=== Provided material ===
PR #279, opened 2026-04-16
[Gemma4] Enable 26B/31B heterogeneous paged attention

### LINKED ISSUE #276: [Gemma4] Full 26B/31B paged attention support

dschulmeist:
Closes #276.

## Summary

Completes the plan for #276 on top of merged #277 and #278. Populates per-layer KV cache shapes for Gemma4 26B/31B so the paged path stops rejecting variable KV-head counts and stops wasting cache memory on the uniform-max shape.

Issue #276's explicit plan:

> - Per-layer KV cache shapes — `MetalPagedKVCache` + `ModelCachePolicy` + `sdpa_forward` accept per-layer `(num_kv_heads, head_dim)` — **done in #277**
> - Enable 26B/31B — `DefaultModelAdapter.build_per_layer_kv_shapes()`, drop `require_uniform_kv_heads`, add a 31B golden test against `mlx_lm` — **this PR**

### Adapter (`vllm_metal/v1/model_adapter.py`)

- `build_per_layer_kv_shapes()` returns `(kv_heads_per_layer, head_dim_per_layer)` derived from `layer_types` + `global_head_dim` + `num_global_key_value_heads`. Returns `None` for uniform models so existing backends keep the scalar path.
- **Edge case**: E2B-style checkpoints set only `global_head_dim` and omit `num_global_key_value_heads`. Falling back to uniform would under-size full-attention layers (sliding cache slot is 256, full layer writes 512 → kernel head_dim overflow). We fall back to the sliding-layer KV-head count for full layers instead.
- `require_uniform_kv_heads()` is now a documented no-op. The paged path supports heterogeneous KV end-to-end, so the historical raise-on-mismatch would block the very models this PR enables.

### Lifecycle (`vllm_metal/v1/model_lifecycle.py`)

- `resolve_model_dims()` populates `runner.kv_heads_per_layer` and `runner.head_dim_per_layer` via the adapter, using the pre-`resolve_max_head_dim` sliding `head_dim` so sliding layers keep their true 256 while the cache still allocates at the max (512).
- Guards `int(base_head_dim)` against `None` — the missing-check above already raises, but belt-and-suspenders so `int()` never receives `None` in any future refactor.

### SDPA dispatch (`vllm_metal/metal_kernel_backend/attention_sdpa.py`)

- `is_sdpa()` no longer requires `v_proj`. Gemma4 K-eq-V layers (26B/31B full-attention drop `v_proj` and reuse `keys` for values) now route through SDPA via the hybrid dispatcher. Not exercised today (the MHA dispatcher wraps every attention module unconditionally), but the hybrid dispatcher classifies via `is_sdpa` — fixes a latent misrouting bug. `prepare_sdpa_qkv` already handles the `values = keys` branch internally.

### Tests

- `tests/test_model_adapter.py` — `TestRequireUniformKvHeads` rewritten to lock in the no-op contract; new `TestBuildPerLayerKVShapes` with 5 cases.
- `tests/test_model_lifecycle.py` — three new `TestResolveModelDims` cases (uniform / 31B layout / E2B layout).
- `tests/test_attention_dispatch.py` — new `test_gemma4_k_eq_v_attention_detected_as_sdpa` against a real `mlx_lm.gemma4_text.Attention` with `attention_k_eq_v=True`.
- `tests/test_gemma4_golden.py` — dual-golden (mlx_lm + paged) deterministic test, variants for E2B + 26B-A4B + 31B. Module-level invariant rejects silent golden drift (common-prefix ≥ 6 / 10 tokens). One variant runs per pytest invocation (MLX keeps model buffers at process scope; two Gemma4 checkpoints exceed typical 64 GB unified memory).
- `tools/gen_gemma4_golden.py` — adds `--paged` flag for regenerating the in-tree paged golden alongside the mlx_lm reference.

## Test plan

- [x] `ruff check` / `ruff format --check` clean
- [x] `mypy vllm_metal` — no issues in 53 source files
- [x] `pytest -m "not slow" tests/` — 482 passed, 1 skipped (golden test skips correctly without env vars)
- [x] `GEMMA4_MODEL_PATH=/path/to/gemma-4-e2b-it-MLX-8bit pytest tests/test_gemma4_golden.py -m slow` — 5/5 passed
- [x] `GEMMA4_31B_MODEL_PATH=/path/to/gemma-4-31b-8bit pytest tests/test_gemma4_golden.py -m slow` — 5/5 passed (M5 Max, 64 GB unified memory)

31B goldens: 4/5 prompts match `mlx_lm` bit-for-bit; the 5th (`"The weather today is not"`) diverges at token 7 where the top-2 logits are ~0.6 apart — a classic fp accumulation tie-break, not a correctness bug. The dual-golden pattern mirrors the precedent in `tests/test_paged_deterministic.py`.

## Memory

The 26B and 31B variants require a Mac with ≥ 64 GB of unified memory. E2B runs on any Apple Silicon Mac. Documented in the test file's docstring.

## Out of scope

**26B goldens deferred.** 26B is MoE (128 experts, top-8). The paged Metal kernel differs from `mx.fast.scaled_dot_product_attention` (used by `mlx_lm`) by ~1e-6 cos per layer on identical Q/K/V — below ulp for continuous ops, but enough for the router's discrete top-k selection to flip an expert near a score boundary and cascade through subsequent layers.

Measured on `mlx-community/gemma-4-26b-a4b-it-8bit` (M5 Max, 64 GB):

- 3/5 test prompts match `mlx_lm` bit-exact
- 2/5 diverge at token 1-2 (`"The weather today is not"`, `"Water boils at a temperature of"`)
- Expert-set agreement for the weather prompt: 8/8 at layers 0-7, first flip at layer 8, 2/8 at layer 17
- Residual cos drops below 0.99 at layer 13; reaches 0.38 at layer 17
- Swapping the paged kernel for `mx.fast.SDPA` at prefill restores 5/5 first-token parity

Per-layer kernel is verifiably correct (paged vs `mx.fast.SDPA` cos = 0.99999898 on identical Q/K/V at layer 0, cache scatter bit-exact). 31B is unaffected (dense, no discrete routing to amplify drift).

26B golden dicts are intentionally empty so the test auto-skips instead of violating `_MIN_COMMON_PREFIX = 6`. Follow-up in #281 proposes reading K/V out of the paged cache per-request and dispatching `mx.fast.SDPA` on contiguous tensors — keeps paged-cache memory management and prefix caching, gives bit-exact parity with `mlx_lm` for MoE models.

**Non-paged MLX path:** unchanged.

### DIFF
--- a/tests/test_gemma4_golden.py
+++ b/tests/test_gemma4_golden.py
@@ -1,29 +1,67 @@
 # SPDX-License-Identifier: Apache-2.0
 """Deterministic golden-token test for Gemma4 on the paged attention path.
 
-Verifies that vllm-metal's paged attention implementation produces the same
-greedy-decoded token IDs as running the same Gemma4 checkpoint through
-mlx_lm directly.  This catches regressions in YOCO sharing, K-eq-V fallback,
-v_norm, and variable head_dim padding — the paths exercised by Gemma4 that
-are not stressed by other models.
+Verifies that vllm-metal's paged attention implementation produces coherent
+greedy-decoded token IDs on Gemma4 checkpoints, exercising the paths that
+are unique to Gemma4: YOCO KV sharing, K-eq-V fallback, v_norm, variable
+head_dim padding, and heterogeneous per-layer KV cache shapes.
 
-Golden token IDs are generated once offline via ``tools/gen_gemma4_golden.py``
-using ``mlx_lm.stream_generate(..., sampler=temp=0)`` with the tokenizer's
-EOS set cleared so every sequence is exactly ``MAX_TOKENS`` long.
+Two golden sets are kept per model variant:
 
-Run:
-    GEMMA4_MODEL_PATH=/path/to/gemma-4-E2B-it \
+- ``GOLDEN_MLX_LM``: tokens produced by running the model directly through
+  ``mlx_lm.stream_generate`` (greedy, EOS disabled). The independent
+  reference, captured outside vllm-metal.
+- ``GOLDEN_PAGED``: tokens produced by running vllm-metal's paged attention
+  path on the same model/prompts. Captured here so small floating-point
+  tie-break drifts (top-2 logits within ~1 logit at one step) don't cause
+  spurious failures.
+
+This dual-golden pattern mirrors ``tests/test_paged_deterministic.py``.
+A module-level invariant enforces that the two sets agree on at least
+``MAX_TOKENS - 1`` of ``MAX_TOKENS`` token IDs for every prompt — i.e.
+the paged path cannot drift from mlx_lm by more than a single token. That
+limits how far the in-tree golden can diverge from the independent
+reference before the test starts accepting suspect outputs.
+
+Supported variants (each enabled by setting its env var to a local MLX
+checkpoint directory):
+
+- E2B:    ``GEMMA4_MODEL_PATH``          — 8-bit MLX E2B checkpoint.
+- 26B:    ``GEMMA4_26B_MODEL_PATH``      — 8-bit MLX 26B-A4B checkpoint.
+- 31B:    ``GEMMA4_31B_MODEL_PATH``      — 8-bit MLX 31B checkpoint
+                                           (target of issue #276).
+
+Run each variant in its own pytest invocation.  MLX holds model buffers
+at process scope, so loading two Gemma4 checkpoints in the same process
+typically exceeds 64 GB unified memory.  If several env vars are set in
+one invocation, the larger-is-better variant wins (31B > 26B > E2B).
+The 31B and 26B variants require a Mac with ≥ 64 GB unified memory.
+
+Regenerate goldens with:
+    # mlx_lm reference (no env vars required)
+    python tools/gen_gemma4_golden.py <model-path>
+    # paged-path reference (engine must run)
+    VLLM_ENABLE_V1_MULTIPROCESSING=0 VLLM_METAL_USE_PAGED_ATTENTION=1 \\
+        python tools/gen_gemma4_golden.py --paged <model-path>
+
+Run tests:
+    # E2B only
+    GEMMA4_MODEL_PATH=/path/to/gemma-4-E2B-it \\
+        pytest tests/test_gemma4_golden.py -v -s -m slow
+    # 31B only (issue #276 regression test)
+    GEMMA4_31B_MODEL_PATH=/path/to/gemma-4-31b-8bit \\
         pytest tests/test_gemma4_golden.py -v -s -m slow
 """
 
 from __future__ import annotations
 
+import gc
 import os
+from dataclasses import dataclass
 
 import pytest
 from vllm import LLM, SamplingParams
 
-MODEL_ENV = "GEMMA4_MODEL_PATH"
 MAX_TOKENS = 10
 
 PROMPTS = [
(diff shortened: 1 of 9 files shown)


ricky-chaoju:
@dschulmeist Both #277 and #278 are merged, please rebase onto main.

dschulmeist:
Rebased onto main, #277 and #278 commits dropped. Single commit now.

ericcurtin:
int(base_head_dim) TypeError if base_head_dim is None for models deriving head_dim from hidden_size; 26B goldens are empty placeholders

dschulmeist:
Thanks for the review.

**1. `int(base_head_dim)`** — guarded. The missing-check above raises when `head_dim` and `hidden_size / num_attention_heads` are both absent, but `int(None)` being reachable is still smelly. Adapter call now runs only when `base_head_dim is not None`.

**2. 26B goldens** — the 26B is MoE (`enable_moe_block=True`, 128 experts, top-8 routed per token); 31B is dense. MoE top-k routing is a discrete decision, so the ~1e-6 per-layer numerical difference between the paged kernel and `mx.fast.scaled_dot_product_attention` — below ulp for continuous ops — can flip an expert assignment near a score boundary and cascade.

Verified on `mlx-community/gemma-4-26b-a4b-it-8bit` (M5 Max, 64 GB):

- Layer 0 Q/K/V and cache scatter: bit-exact between paged and mlx_lm
- Paged Metal kernel vs `mx.fast.SDPA` on identical Q/K/V: cos = 0.99999898
- Expert-set agreement for `"The weather today is not"`: 8/8 at layers 0-7, first flip at layer 8, 2/8 at layer 17
- 3/5 test prompts match `mlx_lm` bit-exact; 2 diverge at token 1-2
- Replacing the paged kernel with `mx.fast.SDPA` at prefill: 5/5 first-token match

31B is unaffected (4/5 bit-exact + 1 fp tie-break, same as before). The structural enablement in this PR — per-layer KV shapes, K-eq-V dispatch, cache allocation — is verified correct; the residual drift is kernel-level and pre-existing.

26B golden dicts stay empty so the test auto-skips rather than violating `_MIN_COMMON_PREFIX=6` on 2 prompts. Follow-up at #281 proposes gathering per-request K/V from the paged cache and dispatching `mx.fast.SDPA` on contiguous tensors — keeps paged-cache memory management and prefix caching, gives numerical parity with `mlx_lm` for MoE.

Also added `test_gemma4_k_eq_v_attention_detected_as_sdpa`: `is_sdpa()` was rejecting K-eq-V layers because they drop `v_proj`. Not exercised today (MHA dispatcher wraps every attention module), but the hybrid dispatcher classifies via `is_sdpa` — latent misrouting bug. One-line fix, test against a real `gemma4_text.Attention`.

tests/test_gemma4_golden.py
```diff
@@ -34,55 +72,292 @@
...
+
+    # MetalConfig and _MODEL_CACHE are process-level singletons; reset both
+    # and drop any previously-loaded model so the variant starts clean.
+    from vllm_metal.config import reset_config
+    from vllm_metal.v1 import model_lifecycle as _lifecycle
+
+    previous = os.environ.get("VLLM_METAL_MEMORY_FRACTION")
+    os.environ["VLLM_METAL_MEMORY_FRACTION"] = variant.memory_fraction
+    _lifecycle._MODEL_CACHE.clear()
+    reset_config()
```
LxYuan0420, line 285: Please avoid reaching into `_MODEL_CACHE` directly from the test.

If this reset is part of the supported lifecycle for model-loading tests, expose a small lifecycle-owned helper for it instead of coupling the test to a private module-global.

vllm_metal/v1/model_adapter.py
```diff
@@ -103,24 +113,14 @@ def resolve_max_head_dim(
...
-            and int(global_kv_heads) != int(num_kv_heads)
-        ):
-            raise ValueError(
-                f"Paged attention does not support variable KV head count: "
-                f"num_key_value_heads={num_kv_heads}, "
-                f"num_global_key_value_heads={global_kv_heads}. "
-                f"Use VLLM_METAL_USE_PAGED_ATTENTION=0 to fall back to the "
-                f"non-paged path."
-            )
+        del args, num_kv_heads
```
LxYuan0420: Do not make the default adapter's heterogeneous-KV guard a global no-op.

This PR only proves safe behavior when `build_per_layer_kv_shapes()` recognizes the config. For any other mixed-KV layout, dropping the old fail-fast check silently falls back to the uniform scalar path. Keep the historical rejection unless per-layer shapes have been populated for an explicitly supported layout.

vllm_metal/v1/model_adapter.py
```diff
@@ -170,3 +170,65 @@ def build_yoco_cache_mapping(
...
+
+        kv_heads_per_layer: list[int] = []
+        head_dim_per_layer: list[int] = []
+        for layer_type in layer_types:
+            if _is_sliding(layer_type):
+                kv_heads_per_layer.append(sliding_kv_heads)
+                head_dim_per_layer.append(sliding_head_dim)
+            else:
+                kv_heads_per_layer.append(full_kv_heads)
+                head_dim_per_layer.append(full_head_dim)
```
LxYuan0420: Make this layer-type mapping explicit.

Substring matching plus an open `else` turns unknown future layer types into silent full-attention shapes. Use exact layer-type sets for `sliding_attention` and `full_attention`, and raise on anything else.

vllm_metal/metal_kernel_backend/attention_sdpa.py
```diff
@@ -45,11 +45,16 @@
...
+    (26B/31B full-attention layers) share the K projection for values and
+    therefore never define one.  :func:`prepare_sdpa_qkv` handles the two
+    cases symmetrically.
+    """
     return (
         hasattr(module, "q_proj")
         and hasattr(module, "k_proj")
-        and hasattr(module, "v_proj")
         and hasattr(module, "o_proj")
     )
```
LxYuan0420, line 67: Keep this classifier targeted.

`HybridPagedAttentionBackend.patch_model()` uses `is_sdpa()` as a dispatch predicate before `is_linear_attention()`, so removing `v_proj` entirely broadens it to any attention module with `q_proj + k_proj + o_proj`. The real Gemma4 full-attention module already exposes `use_k_eq_v=True`; please require `v_proj` or `use_k_eq_v` instead of widening the heuristic for every future model.

tests/test_gemma4_golden.py
```diff
@@ -34,55 +72,292 @@
...
+# variants, large enough in aggregate to cross a decision boundary when
+# logit margins are tight.
+#
+# Populate these dicts once the follow-up kernel-numerics investigation
+# lands and the paged output matches mlx_lm within the existing prefix
+# invariant.  The rest of the test wiring (variant entry, selection
+# priority, env-var detection) is already in place — no other changes
+# are required at that point.
+GEMMA4_26B_GOLDEN_MLX_LM: dict[str, list[int]] = {}
+GEMMA4_26B_GOLDEN_PAGED: dict[str, list[int]] = {}
```
LxYuan0420: This PR claims 26B enablement, but these empty 26B golden sets mean `_select_variants()` will never run the 26B end-to-end path.

Please either add a real 26B verification path in this PR or narrow the test/docs/PR claims to the variants that are actually validated.

ericcurtin:
There are conflicts now also:

_is_sliding() substring check is fragile; module-level assert on goldens gives confusing import errors

dschulmeist:
Thanks for the thorough review — all six points addressed in the force-push.  Summary below.

Rebased onto current main, which includes #282 (per-layer sliding window).  Both PRs use the same adapter-method + lifecycle-block pattern for per-layer metadata, so they compose cleanly.

**R1 — test reaching into `_MODEL_CACHE`**
Added `reset_model_cache()` at module scope in `vllm_metal.v1.model_lifecycle`.  Thread-safe via the existing `_MODEL_CACHE_LOCK`.  Test calls it instead of the private global.

**R2 — `require_uniform_kv_heads` no-op**
Reverted the adapter method to its original raise-on-mismatch implementation.  The gate moved to the caller: `cache_policy.validate_paged_attention_support()` skips `require_uniform_kv_heads` only when `kv_heads_per_layer` is populated.  Any other mismatched-KV config still fails fast with the original error message.

**R3 — substring layer-type match**
Exact-match `"sliding_attention"` / `"full_attention"`; raises with layer index and layer_type on anything else.  New `test_unknown_layer_type_raises` case asserts the layer-index reporting actually works.  (Side note: #282's `build_sliding_window_per_layer` has the same permissive `else -1` shape for unknown types — happy to open a follow-up issue for that if you want the same treatment, didn't want to creep into another author's merged PR.)

**R4 — `is_sdpa` broadened**
Restored `v_proj` as primary, added `use_k_eq_v=True` as an explicit opt-in that Gemma4's K-eq-V full-attention layers already set.  Classifier is now `q_proj & k_proj & o_proj & (v_proj | use_k_eq_v)`.  Added a negative test: a Q/K/O-only class no longer classifies as SDPA.

**R5 — empty 26B goldens vs enablement claim**
I wanted to populate the goldens here but can't in good faith.  After rebasing onto main (which now includes #282's per-layer sliding-window enforcement) the 26B paged output on these prompts is not comparable with `mlx_lm` — the MoE top-k routing amplifies the paged-kernel-vs-`mx.fast.SDPA` numerical drift across 30 layers enough that the committed goldens would violate `_MIN_COMMON_PREFIX=6`.  So I left the 26B dicts empty and rewrote the in-code comment to state that honestly, with a pointer to the follow-up at #281 that proposes the gather-then-`mx.fast.SDPA`-dispatch fix.  Structural enablement is still verified — 26B loads end-to-end through the paged path with the correct per-layer shapes and K-eq-V dispatch — and the variant entry is retained so the follow-up PR only needs to regenerate the golden dicts.  31B parity is unaffected (dense model, no discrete routing to amplify).

**R6 (@ericcurtin) — module-level assert**
Converted to parametrized `test_golden_pairs_consistent[e2b|26b|31b]`.  Failures now surface as test results, not import errors.  26B skips cleanly because its goldens are empty.

All CI green (DCO + lint x3 + test on macos-15).  E2B and #282 wiring tests verified locally on M5 Max.

vllm_metal/v1/cache_policy.py
```diff
@@ -198,10 +198,19 @@ def should_setup_paged_attention(self) -> bool:
...
-        )
+        # ``require_uniform_kv_heads`` is the fail-fast for configs whose
+        # ``num_global_key_value_heads`` differs from ``num_key_value_heads``
+        # and which would silently fall back to the scalar uniform cache
+        # path with wrong sizing.  Adapters that populate
+        # ``kv_heads_per_layer`` via ``build_per_layer_kv_shapes`` (Gemma4
+        # 26B/31B) have already opted into the heterogeneous cache and
+        # handle mismatched KV counts layer-by-layer, so the uniform
+        # guarantee does not apply and the check is skipped for them.
+        if self._runner.kv_heads_per_layer is None:
```
ricky-chaoju, line 209: This now allows heterogeneous Gemma4 models to skip the uniform-KV guard, but the TurboQuant path still builds specs from the scalar runner-wide `num_kv_heads` / `head_dim`. That means `heterogeneous + turboquant` is still not modeled correctly: either we fail later during quantized cache construction, or if 512-wide TurboQuant is relaxed in the future we would silently size the quantized cache/specs with the wrong per-layer shape. I think this path should explicitly reject heterogeneous per-layer KV shapes under TurboQuant until the quantized cache/spec path is made per-layer as well.

tests/test_gemma4_golden.py
```diff
@@ -34,55 +72,292 @@
...
+        assert len(mlx_ids) == MAX_TOKENS, (
+            f"{variant.name} mlx_lm golden for {prompt!r} has "
+            f"{len(mlx_ids)} tokens, expected {MAX_TOKENS}"
+        )
+        assert len(paged_ids) == MAX_TOKENS, (
+            f"{variant.name} paged golden for {prompt!r} has "
+            f"{len(paged_ids)} tokens, expected {MAX_TOKENS}"
+        )
+        prefix = _common_prefix_len(mlx_ids, paged_ids)
+        assert prefix >= _MIN_COMMON_PREFIX, (
```
ricky-chaoju, line 219: The test contract feels materially weaker than the module docstring advertises. The top-level description says the paged path cannot drift from `mlx_lm` by more than a single token, but the actual invariant here is only `common_prefix >= 6` for a 10-token sample. In practice that still accepts 4 trailing tokens of divergence, which seems too loose for a regression test whose purpose is to keep the in-tree paged golden anchored to the independent `mlx_lm` reference. Could we either tighten the threshold, or update the docstring/comments so the accepted drift matches what the test really enforces?

ericcurtin (approved):
I think this has had enough iterations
===
▶ [What to work on] With the first line being the one containing "accepting suspect outputs." and the last line the one containing "Thanks for the review.", transcribe exactly the lines above that fall in that range.

▶ [Your response]
+reference before the test starts accepting suspect outputs.
+
+Supported variants (each enabled by setting its env var to a local MLX
+checkpoint directory):
+
+- E2B:    ``GEMMA4_MODEL_PATH``          — 8-bit MLX E2B checkpoint.
+- 26B:    ``GEMMA4_26B_MODEL_PATH``      — 8-bit MLX 26B-A4B checkpoint.
+- 31B:    ``GEMMA4_31B_MODEL_PATH``      — 8-bit MLX 31B checkpoint
+                                           (target of issue #276).
+
+Run each variant in its own pytest invocation.  MLX holds model buffers
+at process scope, so loading two Gemma4 checkpoints in the same process
+typically exceeds 64 GB unified memory.  If several env vars are set in
+one invocation, the larger-is-better variant wins (31B > 26B > E2B).
+The 31B and 26B variants require a Mac with ≥ 64 GB unified memory.
+
+Regenerate goldens with:
+    # mlx_lm reference (no env vars required)
+    python tools/gen_gemma4_golden.py <model-path>
+    # paged-path reference (engine must run)
+    VLLM_ENABLE_V1_MULTIPROCESSING=0 VLLM_METAL_USE_PAGED_ATTENTION=1 \\
+        python tools/gen_gemma4_golden.py --paged <model-path>
+
+Run tests:
+    # E2B only
+    GEMMA4_MODEL_PATH=/path/to/gemma-4-E2B-it \\
+        pytest tests/test_gemma4_golden.py -v -s -m slow
+    # 31B only (issue #276 regression test)
+    GEMMA4_31B_MODEL_PATH=/path/to/gemma-4-31b-8bit \\
         pytest tests/test_gemma4_golden.py -v -s -m slow
 """
 
 from __future__ import annotations
 
+import gc
 import os
+from dataclasses import dataclass
 
 import pytest
 from vllm import LLM, SamplingParams
 
-MODEL_ENV = "GEMMA4_MODEL_PATH"
 MAX_TOKENS = 10
 
 PROMPTS = [
(diff shortened: 1 of 9 files shown)


ricky-chaoju:
@dschulmeist Both #277 and #278 are merged, please rebase onto main.

dschulmeist:
Rebased onto main, #277 and #278 commits dropped. Single commit now.

ericcurtin:
int(base_head_dim) TypeError if base_head_dim is None for models deriving head_dim from hidden_size; 26B goldens are empty placeholders

dschulmeist:
Thanks for the review.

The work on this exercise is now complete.